Gebraucht wird Gährballon, Honig, Wasser, Reinzuchthefe, Hefenährsalz, Schwefel.

  1. Gährballon säubern.
  2. Die Hefe nach Anleitung quellen lassen und evtl. einen Starter machen.
             Starter: Die gequollene Hefe in eine Flasche  mit einem leichten Honigwasser oder Zuckerwasser
             geben, und bei ca. 30°C gähren lassen.  - evtl. einen Tag vorher herrichten da Honigweine nicht so schnell
             gähren wollen.
             Gerade bei kleineren Gebinden (<30Liter) geht das auch oft ohne.
  3. Honig auf 65 Grad erhitzen ( dass wilde Hefekeime den Met nicht in eine wilde Gährung bringen können, dann wäre der Wein nicht geniesbar.
            Es ist von vorteil einen kleinen Teil des Honig noch für die nachträgliche Einstellung des Restzuckers
            zurückzubehalten. Bei der Berechnung muss der aber schon mit dazugerechnet werden.
  4.  einen Teil warmes Wasser dazugeben um den Honig aufzulösen.
  5. kaltes Wasser auffüllen dass ein Verhältnis von 1/3 Honig und 2/3 Wasser ( mit dem Verhältnis wird ca. 125° Öchsle erreicht) erreicht wird und sollte danach eine Temperatur von ca. 20-30 haben.

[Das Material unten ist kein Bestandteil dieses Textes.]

PR #151, opened 2026-05-10
Custom payouts for mediation part 3: add HD keychain support & integration test

stejbac:
Ensure Custom Payout Tx signing works with HD wallet keychains, and not just wallets with a single private key. To this end, add a `protocol_wallet_api::WalletExt` extension trait with a single `update_psbt_with_derivation_paths` method, to help BDK Wallet locate the private keys of any pubkeys found in the tapscripts of the inputs to sign. Without this, the `Wallet::sign` method will only work when the wallet is created from a definite descriptor with a single private key. Update the `sign_selected_inputs` method impls to augment the PSBT metadata with the missing derivation paths, prior to calling `Wallet::sign`.

Also add an integration test to confirm that the signed Custom Payout Txs are broadcastable. This requires updating the protocol implementation in `protocol_musig_adaptor.rs` to exchange multisig script keys (from the traders' respective wallets) with the peer, and adding script paths to the Deposit payout addresses, which were formerly keyspend only. This brings it closer to sync with the protocol implementation in `rpc::protocol` used by the `Musig` gRPC service, which had already been updated similarly in #134.

--

Additionally, make all the `protocol::script_paths::*` public functions return `Result`s, with consistent input validation, to prevent panics in `script_paths::deposit_payout_descriptor` when the buyer & seller multisig keys are identical.

Finally, add a dust limit check to `CustomPayoutTxBuilder` (as well as the other tx builders, which could hypothetically produce dust outputs in the case of very low trade amounts and high tx fees), and ensure that custom payouts pay the correct tx fee even when the payout addresses aren't P2TR (which might occur in the future if they're used to make emergency payouts).

--

This PR hopefully completes the work needed to support mediated custom payouts on the Rust side, leaving just the issue that the BMP wallet code needs to be updated to accept the _external_ private key of the trader's P2TR payout, upon trade completion, instead of the internal key as it does currently.

### DIFF
--- a/protocol/src/script_paths.rs
+++ b/protocol/src/script_paths.rs
@@ -1,34 +1,42 @@
 use bdk_wallet::bitcoin::opcodes::all::{OP_CHECKSIG, OP_CHECKSIGVERIFY, OP_CSV};
 use bdk_wallet::bitcoin::taproot::TaprootBuilder;
 use bdk_wallet::bitcoin::{ScriptBuf, TapNodeHash, XOnlyPublicKey, relative, script};
-use bdk_wallet::miniscript::{DefiniteDescriptorKey, Descriptor};
+use bdk_wallet::miniscript::{DefiniteDescriptorKey, Descriptor, Miniscript, Tap};
 
-use crate::transaction::NetworkParams;
+use crate::transaction::{NetworkParams, Result};
 
-pub fn deposit_payout_merkle_root(buyer_pub_key: &XOnlyPublicKey, seller_pub_key: &XOnlyPublicKey) -> TapNodeHash {
+pub fn deposit_payout_merkle_root(
+    buyer_pub_key: &XOnlyPublicKey,
+    seller_pub_key: &XOnlyPublicKey,
+) -> Result<TapNodeHash> {
     single_path_merkle_root(multisig_script(buyer_pub_key, seller_pub_key))
 }
 
-pub fn warning_escrow_merkle_root(claim_pub_key: &XOnlyPublicKey, network: impl NetworkParams + Copy) -> TapNodeHash {
+pub fn warning_escrow_merkle_root(
+    claim_pub_key: &XOnlyPublicKey,
+    network: impl NetworkParams + Copy,
+) -> Result<TapNodeHash> {
     single_path_merkle_root(claim_script(claim_pub_key, network.claim_lock_time()))
 }
 
-// FIXME: Can panic; improve:
 pub fn deposit_payout_descriptor(
     internal_key: &XOnlyPublicKey,
     buyer_pub_key: &XOnlyPublicKey,
     seller_pub_key: &XOnlyPublicKey,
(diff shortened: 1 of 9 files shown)


protocol/src/script_paths.rs
```diff
@@ -1,34 +1,42 @@
...
 
-// FIXME: Can panic; improve:
 pub fn deposit_payout_descriptor(
     internal_key: &XOnlyPublicKey,
     buyer_pub_key: &XOnlyPublicKey,
     seller_pub_key: &XOnlyPublicKey,
-) -> Descriptor<DefiniteDescriptorKey> {
-    format!("tr({internal_key},and_v(v:pk({buyer_pub_key}),pk({seller_pub_key})))").parse().unwrap()
+) -> Result<Descriptor<DefiniteDescriptorKey>> {
+    Ok(format!("tr({internal_key},and_v(v:pk({buyer_pub_key}),pk({seller_pub_key})))").parse()?)
```
ChrisSon15, line 27: Why not v:pk({seller_pub_key})?

ChrisSon15, line 27: Why not v:pk({seller_pub_key}) ?

wallet/src/protocol_wallet_api.rs
```diff
@@ -224,6 +225,41 @@ impl MemWallet {
...
 
+pub trait WalletExt {
+    fn update_psbt_with_derivation_paths(&self, psbt: &mut Psbt);
+}
+
+impl WalletExt for Wallet {
+    fn update_psbt_with_derivation_paths(&self, psbt: &mut Psbt) {
+        for input in &mut psbt.inputs {
+            for key in input.tap_key_origins.keys() {
+                let spk = ScriptBuf::new_p2tr(&*LIBSECP256K1_CTX, *key, None);
```
ChrisSon15, line 236: Why is there a None, isn#t it about the custom payout, they have a Some(..) merkle_root right?

stejbac: The wallet holds a hash-map of the ScriptPubKeys of revealed (and lookahead, I believe) external addresses to their derivation indices, in the `bdk_chain::spk_txout::SpkTxOutIndex` struct. So to find the derivation index of an internal key, it must first be converted back to the (keyspend-only) wallet address/SPK that it corresponds to.

I don't think the wallet exposes any way to look up an index from an internal key directly, only from an SPK.

protocol/src/script_paths.rs
stejbac: The multisig tapscript is:
```
<buyer_pub_key> OP_CHECKSIGVERIFY <seller_pub_key> OP_CHECKSIG
```
The miniscript fragment `v:pk(key)` translates to `<key> OP_CHECKSIGVERIFY`, whereas `pk(key)` translates to `<key> OP_CHECKSIG`. The miniscript fragment `and_v(X,Y)` is just the concatenation `[X] [Y]` of the translated script fragments `[X]` and `[Y]`.

PR #38, opened 2018-09-26
configure.ac: control jitterentropy support using --with-jitter

gktrk:
Replace automagic detection of jitterentropy DSO with an AC_ARG_WITH
macro so that rngd can be compiled without jitter support even when
the jitterentropy library is available on the system.

### DIFF
--- a/configure.ac
+++ b/configure.ac
@@ -40,6 +40,13 @@ AC_ARG_WITH([nistbeacon],
 	[with_nistbeacon=check]
 )
 
+AC_ARG_WITH([jitter],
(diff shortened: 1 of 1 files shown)


nhorman:
I've got a pull request that affects this same area thats waiting for a distro release to incorporate.  If you could make this pull request against https://github.com/nhorman/rng-tools/tree/remove-static I'll pull it to there and merge them at the same time.

nhorman:
I'm taking care of this in the remove-static pull request [here](https://github.com/nhorman/rng-tools/pull/37)

PR #39, opened 2018-09-30
 Obey restrictions on x86_rdrand_bytes usage 

lonwillett:
Make xread_drng obey the restrictions imposed by x86_rdrand_bytes.
Otherwise, problems can happen (e.g. the call to discard_initial_data results in a smashed stack, which is how I encountered this problem).

### DIFF
--- a/rngd_rdrand.c
+++ b/rngd_rdrand.c
@@ -246,7 +246,14 @@ int xread_drng(void *buf, size_t size, struct rng *ent_src)
 	if (ent_src->rng_options[DRNG_OPT_AES].int_val)
 		return xread_drng_with_aes(buf, size, ent_src);
 
-	x86_rdrand_bytes(buf, size);
+	/* NB: x86_rdrand_bytes might overrun end of buffer, if not a multiple of 8 */
+	if (size > 7)
+		x86_rdrand_bytes(buf, (size&~7));
+	if ((size&7) != 0) {
+		unsigned char tempbuf[8];
+		x86_rdrand_bytes(tempbuf, (size&7));
+		memcpy((unsigned char *)buf+(size&~7), tempbuf, (size&7));
+	}
 	return 0;
 }
 


abelbeck:
@lonwillett You mention it fails on a "call to discard_initial_bytes" ... do you mean `discard_initial_data()` in rngd.c ?
https://github.com/nhorman/rng-tools/blob/master/rngd.c#L627

Do you see other places where a `x86_rdrand_bytes()` overrun could cause problems, or just use a larger `tempbuf` in `discard_initial_data()` in rngd.c ?

abelbeck:
Hmmm, `FIPS_RNG_BUFFER_SIZE` is 2500 which is not a multiple of 8, (currently, pre-PR) does that mean 2500-2503 could be written to by xread_drng ?

abelbeck:
I looked, and this occurrence of `x86_rdrand_bytes()` that @lonwillett fixes in this PR seems to be only occurrence that can have a non-mod-8 value of `size`.

Question, in the line
```
memcpy(tempbuf, buf+(size&~7), (size&7));
```
shouldn't the `void *buf` be cast as `unsigned char*` for the proper pointer arithmetic ?

abelbeck:
@lonwillett You have the `memcpy` pointer arguments reversed.

lonwillett:
@abelbeck 

> do you mean discard_initial_data

Yes.

> shouldn't the void *buf be cast as unsigned char* for the proper pointer arithmetic ?

Yes, I was lazy, and AFAIK void* arithmetic is still not portable. Change made.

> You have the memcpy pointer arguments reversed.

Oops. That's embarrassing. Now fixed.

nhorman:
@abelbeck runs rngd on a 32 bit machine, its a quite popular embedded platform, this fix should definitely apply there as well.

lonwillett:
This also fixes 32-bit platforms; it just slightly overdoes it. It makes sure the buffer size is a multiple of 8 (as required for 64-bit platforms). A 32-bit platform only requires a multiple of 4.

abelbeck:
Actually, our project uses both 32-bit and 64-bit toolchains ... with `FIPS_RNG_BUFFER_SIZE` set to 2500, 32-bit compilers would be immune to this issue, for some reason it does not crash (for me) on 64-bit systems.  Our compiler must leave 4 bytes of padding after the non-mod-8 stack based arrays for word alignment.

Reguardless this fix should apply to everyone for completeness.  Thanks @lonwillett !

PR #44, opened 2019-02-13
Fixed else branch for random_add_entropy

ya-isakov:


nhorman:
I see now what you mean regarding the else clause, which is fine, but I'm not loving the reactions to a failed entropy count read.  In fact, I'm not sure how I let the two RNDGETENTCNT ioctls in there.  We should only have one in the else clause of the RNDADDENTCNT ioctl, as we should never have a need to get the entropy count in the if clause (because the ADDENTCNT ioctl failed, either due to an internal failure, or because the output file isn't the random device in the kernel and won't respond to the GETENTCNT ioctl in anyway

This:
if (ioctl(random_fd, RNDGETENTCNT, &ent->ent_count) != 0)
                                message(LOG_DAEMON|LOG_ERR, "Failed to get Entropy count!\n");
                        ent->ent_count *= 8; /*adjust for the kernel shift*/
Should just be removed entirely (and the *=8 is erroneous).

I'm also not loving how we react to a failure.  It should never happen in the else clause (the only error we can get is EFAULT if the put_user fails), but if it does fail, we should probably return 0, to ensure that we try again immediately

ya-isakov:
I've closed this, as per comment in another discussion https://github.com/nhorman/rng-tools/commit/a88c630acb6e1c0403a74990b8f4e63468819fe7#r32309185

PR #49, opened 2019-04-05
configure.ac: fix autoreconf

ffontaine:
Use foreign instead of gnu in AM_INIT_AUTOMAKE otherwise autoreconf will
fail on:
Makefile.am: error: required file './README' not found

Signed-off-by: Fabrice Fontaine <fontaine.fabrice@gmail.com>

### DIFF
--- a/configure.ac
+++ b/configure.ac
@@ -21,7 +21,7 @@ AC_INIT(rng-tools, 6.7, [Neil Horman <nhorman@tuxdriver.com>])
 AC_PREREQ(2.52)
 AC_CONFIG_SRCDIR([rngd.c])
 AC_CANONICAL_TARGET
-AM_INIT_AUTOMAKE([gnu])
+AM_INIT_AUTOMAKE([foreign])
 AC_CONFIG_HEADERS([rng-tools-config.h])
 AC_CONFIG_MACRO_DIRS([m4])
 


nhorman:
why would it fail?  There is a README in the tree.

ffontaine:
There is no README in rng-tools-6.7.tar.gz or in the tree, README file has been renamed in README.md since version 6.1 and https://github.com/nhorman/rng-tools/commit/5eaecc3fd6fead8fe83233fc070a85301bdc7b89. Thus, since this commit, AM_INIT_AUTOMAKE fails because by specifying gnu, we asks automake to check for compliance to the GNU standards (ChangeLog, AUTHORS, README, ...)

nhorman:
I'm sorry, I wasn't clear.  You are correct, there is no README file checked into the git tree directly, but it is generated at configure time via the autogen script, when we run automake with the --add-missing option.  If you are manually running the automake command, you need to use that option (as per the autogen.sh script)

ffontaine:
I would like to avoid using --add-missing option. I'm updating the current version of rng-tools in buildroot and we have a standard autoreconf mechanism for all packages.

And other option would be to include a configure script in your release tarballs so I wouldn't have to call autoreconf (as it was done in the tarballs of the sourceforge project).

The latest option for me is to add this PR's commit in buildroot but we tried as much as possible to avoid non-upstreamable patches.

abelbeck:
@ffontaine For our Buildroot rng-tools we use:
```
define RNG_TOOLS_CONFIGURE_PREFLIGHT
	( cd $(@D) ; \
	  $(HOST_CONFIGURE_OPTS) \
	  ./autogen.sh ; \
	)
endef
RNG_TOOLS_PRE_CONFIGURE_HOOKS += RNG_TOOLS_CONFIGURE_PREFLIGHT
```

ffontaine:
Thanks for your input @abelbeck, this is indeed a fourth option.

If you think that replacing gnu by foreign in AM_INIT_AUTOMAKE call is definitely a bad idea, I can update buildroot with this solution (or you could even contribute this proposal yourself, we're always happy to have new contributors).

abelbeck:
@ffontaine Feel free to use the `RNG_TOOLS_CONFIGURE_PREFLIGHT` solution above ... we use an older version of Buildroot, but I think this would still work upstream.

nhorman:
I'm not opposed to making the change necessarily, just trying to understand why its needed, as modifying this option reduces the level of compliance to gnu build standards.  I've done some quick comparisons though and the currently tree doesn't change the build at all, so I'd be comfortable taking this.  Would you prefer that, or to use @abelbeck solution?

ffontaine:
I would prefer that you accept the PR. @abelbeck solution is ok but it is less elegant than just doing `RNG_TOOLS_AUTORECONF=YES` in the buildroot's rng-tools.mk file.

PR #56, opened 2019-04-17
Fix "make distcheck"

rubenk:


nhorman:
I'm going to need a better commit log than that.  Please add more detail as to what exactly you are fixing

rubenk:
I've amended the commit message.

nhorman:
thank you, that works

PR #66, opened 2019-06-06
Import yocto fixes for 6.6

nicola-lunghi:
This pull request is to import yocto fixes for rng-tools 6.6

see here
https://git.yoctoproject.org/cgit/cgit.cgi/poky/tree/meta/recipes-support/rng-tools

some of those changes came from gentoo

https://packages.gentoo.org/packages/sys-apps/rng-tools
https://gitweb.gentoo.org/repo/gentoo.git/tree/sys-apps/rng-tools

### DIFF
--- a/configure.ac
+++ b/configure.ac
@@ -47,6 +47,13 @@ AC_ARG_WITH([pkcs11],
 	[with_pkcs11=check]
 )
 
+AC_ARG_WITH([libargp],
+	AS_HELP_STRING([--without-libargp],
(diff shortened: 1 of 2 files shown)


nhorman:
Ok, I've tested these, and they look ok. I would appreciate it though if you could fix up the commit messages.  Theres no need for the Patch released under the GPLv2 language in the rdrand patch, and none of the patches need the Upstream-status: pending note, as that will be out of date as soon as I merge it.

nicola-lunghi:
Ok thanks I will fix it

PR #72, opened 2019-11-06
Remove SIGTERM/SIGINT handling

cgwalters:
The previous code had bugs, see:
62fbff0ac807e07f4f21f58c0f15bfe5e9c8b55e
The version in RHEL doesn't have this patch, and we're hitting
shutdown bugs in RHEL CoreOS.

There's no actual good reason though to have a `SIGTERM` handler
at all; doing things like `pthread_join()` is pointless becuase
the kernel will take care of removing all resources.

In fact it's really an anti-pattern to do this, because if every
process has these types of things, it makes shutdowns much less
efficient as the process needs to be fully scheduled in rather
than just having the kernel take care of it.

### DIFF
--- a/rngd.c
+++ b/rngd.c
@@ -65,7 +65,6 @@ int kent_pool_size;
 bool am_daemon;				/* True if we went daemon */
 bool msg_squash = false;		/* True if we want no messages on the console */
 bool quiet = false;			/* True if we want no console output at all */
-volatile bool server_running = true;	/* set to false, to stop daemon */
 
 bool ignorefail = false; /* true if we ignore MAX_RNG_FAILURES */
 
@@ -542,8 +541,6 @@ static int update_kernel_random(struct rng *rng, int random_step,
 
 	for (p = buf; p + random_step <= &buf[FIPS_RNG_BUFFER_SIZE];
 		 p += random_step) {
-		if (!server_running)
-			return 0;
 		rc = random_add_entropy(p, random_step);
 		if (rc == -1)
 			return 1;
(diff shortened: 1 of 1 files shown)


cgwalters:
xref https://gitlab.cee.redhat.com/coreos/redhat-coreos/merge_requests/688

nhorman:
I don't agree in principle  with the notion of not having an application gracefully release its resources on shutdown.

Instead of removing that code, why not just open a bug with RHEL to backport the needed change to fix the problem?  You're going to have to do that anyway to get any change made here today into RHEL

cgwalters:
> I don't agree in principle with the notion of not having an application gracefully release its resources on shutdown.

Can you elaborate more?  

I think this isn't just bikeshedding, it's gets to a really fundamental principle of systems design.  See also e.g. https://en.wikipedia.org/wiki/Crash-only_software - that strongly influenced ostree.  I spent a lot of time designing it so that it's totally safe to be interrupted at any point.  It was only recently that I was forced to add a `SIGTERM` handler for a corner case, see https://github.com/ostreedev/ostree/pull/1049

cgwalters:
> You're going to have to do that anyway to get any change made here today into RHEL

Well...we could also change the systemd unit easily in RHCOS to use `TimeoutStopSec=1` too.

nhorman:
Sure, we could do that too, but thats not my point.  My point is that this is already fixed here in the upstream project, and regardless of what you want the fix to be, it will need to be backported into RHEL.  So why not take the path of least resistance and open a RHEL bz requesting that the existing fix be backported?

cgwalters:
Sure, done https://bugzilla.redhat.com/show_bug.cgi?id=1769916

nhorman:
thank you, I'll take care of it ASAP

PR #84, opened 2020-02-28
rngd.c: only print the success message when initialize

Mingli-Yu:
Only print the message for the entropy sources which
initialized successfully to avoid misleading users.

That makes sense as after check the available entropy
sources, there is logic to check whether there is at
least one available entropy source exist as below:
if (!ent_sources) {
     message(LOG_DAEMON|LOG_ERR,
             "can't open any entropy source");
     message(LOG_DAEMON|LOG_ERR,
             "Maybe RNG device modules are not loaded\n");
     return 1;
}

That's to say, only printing the message for the entropy
sources which initialized successfully is safe.

### DIFF
--- a/rngd.c
+++ b/rngd.c
@@ -795,9 +795,8 @@ int main(int argc, char **argv)
 				ent_sources++;
 				ent_src->fipsctx = malloc(sizeof(fips_ctx_t));
 				fips_init(ent_src->fipsctx, discard_initial_data(ent_src));
-                                message_entsrc(ent_src, LOG_DAEMON|LOG_INFO, "Initialized\n");
+                                message_entsrc(ent_src, LOG_DAEMON|LOG_INFO, "Initialized successfully\n");
 			} else {
-                                message_entsrc(ent_src, LOG_DAEMON|LOG_ERR, "Initialization Failed\n");
 				ent_src->disabled = true;
 			}
 		}


nhorman:
2 things:

1) You're patch changes don't match what you say in your changelog.  You say you want to print print messages only for for entropy sources that initialize successfully, but your patch still prints  a message when the initialization of an entropy source fails

2) I disagree that printing failure messages is misleading, it is reporting exactly the truth of the result of a init call.  The confusion here surrounds the understanding that rngd supports multiple entropy sources, and only one needs to initialize properly for rngd to function correctly.  To fix that, I would suggest that we add documentation to the rngd man page under the ENTROPY SOURCES section documenting both the fact that we have multiple sources, which may or may not be available, and that only one needs to be present and functional for the daemon to work

Mingli-Yu:
Thanks nhorman for your quick response!
1, we only print message when ent_src->init(ent_src) return 0 with my patch, it should just print message when initialize succesfully.
2, Though add the explanation to the doc makes sense, but frankly it is clear when just check the output of "systemctl status rngd". Moreover, we maybe only care the entropy sources which initialized succefully. It's okay to silence the message for those entropy sources which failed to initialize.

nhorman:
I see what you're saying here, in that you're supressing/removing the message when the initialization of an entropy source fails, but I don't agree with that, as it denies the user useful information when they expect a given entropy source to function properly.  I would really rather just document the idea of expected failures in the man page

PR #90, opened 2020-03-30
Nistbeacon fixes

gktrk:
Refresh the record every 60 seconds.

Note that this mechanism breaks the rngd test mode (`--test`). The breakage is originally introduced by 6f570a653a0dae833c014d336a60a0c867613982, not by this PR. This is because the test mode also uses a handler for SIGALRM, overriding nistbeacon.

Another note is the possible interference by libcurl. In certain configurations it may use the same SIGALRM mechanism to implement timeouts for connections (see https://github.com/curl/curl/blob/4a4b63daaa01ef59b131d91e8e6e6dfe275c0f08/lib/hostip.c#L723).

### DIFF
--- a/rngd_nistbeacon.c
+++ b/rngd_nistbeacon.c
@@ -64,7 +64,7 @@
 #define NIST_BUF_SIZE 64 
 #define NIST_CERT "/home/nhorman/Downloads/beacon.cer"
 
-bool get_new_record = false;
+bool get_new_record = true;
 
 static int get_nist_record(struct rng *ent_src);
 
--- a/rngd_nistbeacon.c
+++ b/rngd_nistbeacon.c
@@ -689,7 +689,9 @@ static int get_nist_record(struct rng *ent_src)
 		goto out;
 	}
 
-        
+	/* Wait 60 seconds before fetching the next record */
+	alarm(60);
+
 	rc = 0;
 
 out:


nhorman:
you're right, I totally forgot about the test mode alarm handler, and resetting the alarm.  I think we can't make test mode and nistbeacon with a signal-timed record fetch play nice together though, not without creating some sort of centralized alarm handler.

I think the better approach here is to disable nist_beacons alarm handler alltogether, and fetch records on a 60 second timed basis using clock_gettime

nhorman:
https://github.com/nhorman/rng-tools/commit/a8b0d0512e0e0f201479df2aaa90edb891567876

That change works for me, can you test it out and confirm?

gktrk:
> [a8b0d05](https://github.com/nhorman/rng-tools/commit/a8b0d0512e0e0f201479df2aaa90edb891567876)
> 
> That change works for me, can you test it out and confirm?

:+1:

The only downside I'm seeing is the the added system call overhead but I suppose it's not really a big deal.

nhorman:
I'll update it to use CLOCK_MONOTONIC_COARSE, so that, on systems which support it, your syscall time per check will get reduced.  On my system here, that reduces the syscall time from 17ns to 6ns.

nhorman:
fixed with https://github.com/nhorman/rng-tools/pull/91

PR #92, opened 2020-05-11
Add systemd service file

tpgxyz:
This PR add systemd service file. It is not installed by default.
This PR also helps to reslove this https://github.com/dracutdevs/dracut/pull/791

### DIFF
--- a/rngd.service
+++ b/rngd.service
@@ -1,0 +1,9 @@
+[Unit]
+Description=Hardware RNG Entropy Gatherer Daemon
+ConditionVirtualization=!container
+
+[Service]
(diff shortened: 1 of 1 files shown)


nhorman:
I can certainly add this, but usually distributions assemble these files on their own, I'm not sure why we need it here.  Also, your change doesn't actually install anything, it just creates the file in the repository.  Was it your intent to augment the makefile to install the service on the running system?

tpgxyz:
@nhorman I may add install to Makefile, but distributions may not use it at all, so it treat it as a good example for packagers

nhorman:
ok, I'm fine with that

PR #516, opened 2020-05-17
Clearing a layer causes Chrysalis to crash if there is no color map

pm0u:
## To reproduce

1. connect a keyboard with no colormap / no colormap set (atreus2 worked for me)
2. In the editor screen, attempt to clear any layer.

## Screenshot

crash_clear_layer

### DIFF
--- a/src/renderer/screens/Editor/Editor.js
+++ b/src/renderer/screens/Editor/Editor.js
@@ -476,7 +476,7 @@ class Editor extends React.Component {
           .map(() => ({ keyCode: 0xffff }));
       }
 
-      let newColormap;
+      let newColormap = [];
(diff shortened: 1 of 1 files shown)


pm0u:
Unsure if a similar fix should be applied to keyMap? not sure I understand fully whether it would be possible to not have a keyMap.. but if it is, the same issue would occur as it would be set to undefined when anywhere else is expecting only the possiblity of an array

obra:
Bulletproofing against missing data seems to be a good thing generally,
even if the possibility is unlikely.

obra:
I'm happy to have that other fix as a separate PR. I'm merging this one.

Thanks!
jesse

PR #553, opened 2020-08-13
Change Model01 URL to Kickstarter description

Rom1deTroyes:
Keyboard.io Model01 is no longer availlable on the shop, so the link seems not acurate.

Signed-off-by: Rom1deTroyes Rom1deTroyes@users.noreply.github.com


obra:
Thanks for the PR. For the Model 01, we still want to be redirecting users to a site we control, rather than Kickstarter, which we can't even edit.

PR #632, opened 2021-01-17
Issue 609 nonexistent layers

MagicKriss:
Fix for bug https://github.com/keyboardio/Chrysalis/issues/609 - "Chrysalis + Atreus +  Move to layer exposes nonexistent layers"

Husky's pre-commit hooks would nag me about another file I didn't touch, so I ran prettier.

### DIFF
--- a/src/renderer/components/ColorPalette/ColorButton.js
+++ b/src/renderer/components/ColorPalette/ColorButton.js
@@ -69,7 +69,8 @@ function ColorButton(props) {
   ///Checks background is white or not
   const isWhiteColor =
     color.r >= minWhiteColorValue &&
-    (color.g >= minWhiteColorValue && color.b >= minWhiteColorValue);
+    color.g >= minWhiteColorValue &&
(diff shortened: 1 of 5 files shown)


obra:
Thanks!

@algernon can you please review tomorow?

algernon (changes requested):
This looks good for the most part (thank you!), there's one thing that I think isn't quite ok: with this change, with removing the `min`/`max` properties from the target layer `<Input>` element, the user would be able to - seemingly - set a layer that doesn't exist, because the index gets clamped down to fit into the interval in `onTargetLayerChange`.

Instead, we should still have the `min`/`max` on the input, but use `getMaxLayer` to set `max`. Other than this, approved.

Since this is a fairly annoying problem, I can merge this as-is, and patch it up post-merge.

MagicKriss:
@algernon I have added back max/min. Please take a look

algernon (approved):
Perfect, thank you!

  6. Hefe die gequollene Hefe dazugeben, dann sollte die Gährung in ca. 30 min. einsetzen.
             Der Gährende WEin kann schon als recht spritziges Getränk verkostet werden.
  7. nach ca. 8-14 Tagen ist die Gährung soweit fortgeschritten dass ein Alkoholgehalt von >8-10% erreicht wird.
  8. Ist der gewünschte Alkoholgehalt erreicht, dann nach Anleitung Schwefel dazugeben um der Hefe die Lebensgrundlage zu nehmen.
    Danach kann man mit den vorher zurückbehaltenen Honig den Restzucker einstellen.
  9. Danach ist der Wein fertig und kann entweder gleich getrunken werden, der Honigwein wird mit der Legerung >1 Jahr immer besser.